Records below:
PR #2020, opened 2020-02-12
[DYOD] Add more micro benchmarks for sort operator

birneamstiel:
This PR adds micro benchmarks for the sort operator which are parametrised with regard to:
- row count
- multiple column sort
- null value ratio
- segment type
- column data types

This PR depends on the multi column sort operator PR #2005


src/benchmark/operators/sort_benchmark.cpp
```diff
@@ -3,20 +3,113 @@
 #include "benchmark/benchmark.h"
 
 #include "../micro_benchmark_basic_fixture.hpp"
+#include "SQLParser.h"
+#include "SQLParserResult.h"
```
mrks: Where is this needed?

src/benchmark/operators/sort_benchmark.cpp
```diff
@@ -3,20 +3,113 @@
...
+
+#include "micro_benchmark_utils.hpp"
 
 namespace opossum {
 
-BENCHMARK_F(MicroBenchmarkBasicFixture, BM_Sort)(benchmark::State& state) {
-  _clear_cache();
+static std::shared_ptr<Table> generate_custom_table(const size_t row_count, const ChunkOffset chunk_size,
+                                                    const DataType data_type = DataType::Int,
+                                                    const std::optional<float> null_ratio = std::nullopt) {
```
mrks: Is it necessary to make this optional? Wouldn't `null_ratio = 0.0f` serve the same purpose?

src/benchmark/operators/sort_benchmark.cpp
```diff
@@ -3,20 +3,113 @@
...
+  const auto table_generator = std::make_shared<SyntheticTableGenerator>();
+
+  size_t num_columns = 2;
```
mrks: const?

src/benchmark/operators/sort_benchmark.cpp
```diff
@@ -3,20 +3,113 @@
...
+
+  const int max_different_value = 10'000;
```
mrks: What is it? The largest value or the distinct count?

src/benchmark/operators/sort_benchmark.cpp
```diff
@@ -3,20 +3,113 @@
...
+  const std::vector<DataType> column_data_types = {num_columns, data_type};
+
+  std::vector<ColumnSpecification> column_specifications = std::vector(
+      num_columns, ColumnSpecification(ColumnDataDistribution::make_uniform_config(0.0, max_different_value), data_type,
+                                       {EncodingType::Unencoded}, std::nullopt, null_ratio));
+
+  return table_generator->generate_table(column_specifications, row_count, chunk_size, UseMvcc::Yes);
```
mrks: Any reason you are generating an MVCC table?

src/benchmark/operators/sort_benchmark.cpp
```diff
@@ -3,20 +3,113 @@
...
+  auto limit =
+      std::make_shared<Limit>(table_wrapper, expression_functional::to_expression(std::numeric_limits<int64_t>::max()));
+  limit->execute();
+  table_wrapper = std::make_shared<TableWrapper>(limit->get_output());
+  table_wrapper->execute();
+}
+
+static void BM_Sort(benchmark::State& state, const size_t row_count = 40'000, const ChunkOffset chunk_size = 2'000,
+                    const DataType data_type = DataType::Int, const std::optional<float> null_ratio = std::nullopt,
+                    const bool multi_column_sort = true, const bool use_reference_segment = false) {
```
mrks: No need to change this, just a suggestion for the future: If all arguments have defaults, it might be cleaner to just pass a struct. That way, it is easier to just set the parameters that you want to vary without having to check the parameter order.

src/benchmark/operators/sort_benchmark.cpp
```diff
@@ -3,20 +3,113 @@
...
+  return table_generator->generate_table(column_specifications, row_count, chunk_size, UseMvcc::Yes);
+}
+
+static void make_reference_table(std::shared_ptr<TableWrapper> table_wrapper) {
+  auto limit =
+      std::make_shared<Limit>(table_wrapper, expression_functional::to_expression(std::numeric_limits<int64_t>::max()));
+  limit->execute();
+  table_wrapper = std::make_shared<TableWrapper>(limit->get_output());
+  table_wrapper->execute();
+}
```
mrks: What is this supposed to do? It doesn't return anything and doesn't have any externally observable side effects. My guess is that you wanted to modify `table_wrapper`, but for that, you would have had to pass in a reference. However, what do you need the new table wrapper for? Can't you simply return the limit operator?

src/benchmark/operators/sort_benchmark.cpp
```diff
@@ -3,20 +3,113 @@
...
+      table_wrapper, std::vector<SortColumnDefinition>{SortColumnDefinition{ColumnID{0}, OrderByMode::Ascending}}, 2u);
   warm_up->execute();
   for (auto _ : state) {
-    auto sort = std::make_shared<Sort>(_table_wrapper_a, ColumnID{0} /* "a" */, OrderByMode::Ascending);
-    sort->execute();
+    if (multi_column_sort) {
+      const auto sort_definitions =
+          std::vector<SortColumnDefinition>{{SortColumnDefinition{ColumnID{0}, OrderByMode::Ascending},
+                                             SortColumnDefinition{ColumnID{1}, OrderByMode::Descending}}};
+      auto sort = std::make_shared<Sort>(table_wrapper, sort_definitions, 2u);
```
mrks: Why is 2 a reasonable output chunk size for the benchmarks?

src/lib/operators/sort.cpp
```diff
@@ -33,19 +20,78 @@ const std::string& Sort::name() const {
...
+        // columns -- on their own -- as well).
+        const auto chunk_count = output_mutable->chunk_count();
+        for (auto chunk_id = ChunkID{0}; chunk_id < chunk_count; ++chunk_id) {
+          output_mutable->get_chunk(chunk_id)->set_ordered_by(
+              std::make_pair(sort_definition.column, sort_definition.order_by_mode));
+        }
+        output = output_mutable;
+      } else {
+        previously_sorted_pos_list.reset();
+        previously_sorted_pos_list = std::make_shared<PosList>();
```
Boffmann: Regarding std::shared_ptr::reset:
`For signature (1) the object becomes empty (as if default-constructed).`

So I guess, one of these lines (71 or 72) is enough

Source: [CPP-reference](https://www.cplusplus.com/reference/memory/shared_ptr/reset/)

mrks:
Will integrate into #2005.

PR #2021, opened 2020-02-12
[DYOD] Add parallelization to Sort operator

bakoe:
This is part 4/4 of the planned PRs from 2019's DYOD “Sort operator” group.

> - Adjustments to the SyntheticTableGenerator (PR #1987, already merged)
> - Extension of Sort Operator and LQP Translator to allow multi column sorting in one operator instance (without micro benchmark adjustments) (PR #2005)
> - Extension of the Sort operator’s micro benchmarks incl. NULL ratios created by the updated SyntheticTableGenerator and multi column benchmarks utilizing the updated Sort operator interface from #2005 (PR #2020)
> - **Enabling of parallelization in the Sort operator (to-be-created from our fork’s corresponding branch) (this PR here)** 👈

Accordingly, this PR depends on both #2005 and #2020.

This PR extends the multi-column capable Sort operator with **parallelization**, which allows for better performance in e. g. the TPC-H benchmarks or the Micro Benchmarks (which have been extended in #2020).

### To Do 

- [x] Resolve the TODO comment in sort.cpp regarding code duplication
- [ ] Resolve the TODO comment in pos_list_utils.hpp regarding missing doc comment
- [ ] Add the TPC-H, TPC-DS and Micro Benchmark results (from [our fork's PR ](https://github.com/bakoe/hyrise/pull/13)or newly created) to this PR's description
- [ ] Resolve the Clarification points stated below

### What needs clarification

- At the final presentations, the assumption was raised that our current implementation of merging the parts of the input which have been sorted in parallel (see `MergeImpl`) leads to a decreased performance when sorting tables with a considerable amount of chunks (because currently for e. g. 10000 chunks 10000 elements have to be compared at each iteration of the merging loop). This occurs e. g. in the TPC-H benchmark's warm-up, when the input gets pre-sorted. 
    👉 It should be clarified whether we try out another implementation of the merging step, e. g. using a MergeSort-esque way of recursively merging two parts (maybe involving parallelization as well). 
- We planned to utilize the `sorted_by` information stored in Chunks in the Sort implementation as well – it needs to be decided whether this should happen in this scope or should be addressed later.


Bouncner:
> It should be clarified whether we try out another implementation of the merging step, e. g. using a MergeSort-esque way of recursively merging two parts (maybe involving parallelization as well).

Feel free to approach me for this discussion. I've been working quite a lot on the sort merge join where we faced similar issues (and still do).
To start such a discussion, we would need a simple estimation of the number of operations you are going to do for (let's say) N chunks and M rows per chunk.

For a merge-sort-like approach, you are always iterating two lists (2*M), but one of them ( or both, depending how to determine merge partners) of them will grow over time.
I think that led to something like N*((N/2)*M + M). Can you give a similar estimate for your current approach?

The interesting aspect for the sort-merge part in the sort-merge-join was that is was beneficial to sometimes do not a merging (even though lists have been pre-sorted) but concatenate lists and sort them.

birneamstiel:
> To start such a discussion, we would need a simple estimation of the number of operations you are going to do for (let's say) N chunks and M rows per chunk.

> For a merge-sort-like approach, you are always iterating two lists (2M), but one of them ( or both, depending how to determine merge partners) of them will grow over time.
I think that led to something like N((N/2)*M + M). Can you give a similar estimate for your current approach?

In our current implementation we're iterating over over N lists (`N * M`) and compare with one element of each chunk which results in `N * (N * M) = N^2 * M`. This complexity is indeed highly dependent on the amount of chunks which will lead to rather bad performance when the chunk size is small.

Bouncner:
https://docs.google.com/spreadsheets/d/1gEaZSIXV2lCP6epdjvpi4I3fOgSE_FgJivVPS1dUJDA/edit#gid=0

mrks:
As we haven't heard anything from a while and won't find the time to work on the open points ourselves, we decided to close this PR for now.

PR #2022, opened 2020-02-13
Assert column_expressions / operator output match

### LINKED ISSUE #1960: Assert column_expressions / operator output match.
Now that an operator knows its LQP node, we should assert that the output expressions/columns match.

mrks:
Check that LQP expressions and PQP columns match. If they do not, this is a severe bug as the operators might be operating on the wrong column.

fixes #1960


src/test/sql/sqlite_testrunner/sqlite_testrunner.cpp
```diff
@@ -81,6 +81,14 @@ void SQLiteTestRunner::SetUp() {
 
   auto& table_cache = table_cache_iter->second;
 
+  // In case the previous SQL query was not executed successfully, we always reset all tables
+  // because we cannot be sure that the dirty flags have been properly set.
+  for (auto& [_, table_cache_entry] : table_cache) {
+    if (!_last_run_successful) {
```
j-tr: maybe move if statement outside of the loop

mrks: Yepp, thanks

mrks:
Ready to go?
End of Records.
Everything above from the line containing "src/lib/operators/sort.cpp" through the line containing "Accordingly, this PR" must be copied exactly. Nothing outside that range belongs in the answer.

src/lib/operators/sort.cpp
```diff
@@ -33,19 +20,78 @@ const std::string& Sort::name() const {
...
+        // columns -- on their own -- as well).
+        const auto chunk_count = output_mutable->chunk_count();
+        for (auto chunk_id = ChunkID{0}; chunk_id < chunk_count; ++chunk_id) {
+          output_mutable->get_chunk(chunk_id)->set_ordered_by(
+              std::make_pair(sort_definition.column, sort_definition.order_by_mode));
+        }
+        output = output_mutable;
+      } else {
+        previously_sorted_pos_list.reset();
+        previously_sorted_pos_list = std::make_shared<PosList>();
```
Boffmann: Regarding std::shared_ptr::reset:
`For signature (1) the object becomes empty (as if default-constructed).`

So I guess, one of these lines (71 or 72) is enough

Source: [CPP-reference](https://www.cplusplus.com/reference/memory/shared_ptr/reset/)

mrks:
Will integrate into #2005.

PR #2021, opened 2020-02-12
[DYOD] Add parallelization to Sort operator

bakoe:
This is part 4/4 of the planned PRs from 2019's DYOD “Sort operator” group.

> - Adjustments to the SyntheticTableGenerator (PR #1987, already merged)
> - Extension of Sort Operator and LQP Translator to allow multi column sorting in one operator instance (without micro benchmark adjustments) (PR #2005)
> - Extension of the Sort operator’s micro benchmarks incl. NULL ratios created by the updated SyntheticTableGenerator and multi column benchmarks utilizing the updated Sort operator interface from #2005 (PR #2020)
> - **Enabling of parallelization in the Sort operator (to-be-created from our fork’s corresponding branch) (this PR here)** 👈

Accordingly, this PR depends on both #2005 and #2020.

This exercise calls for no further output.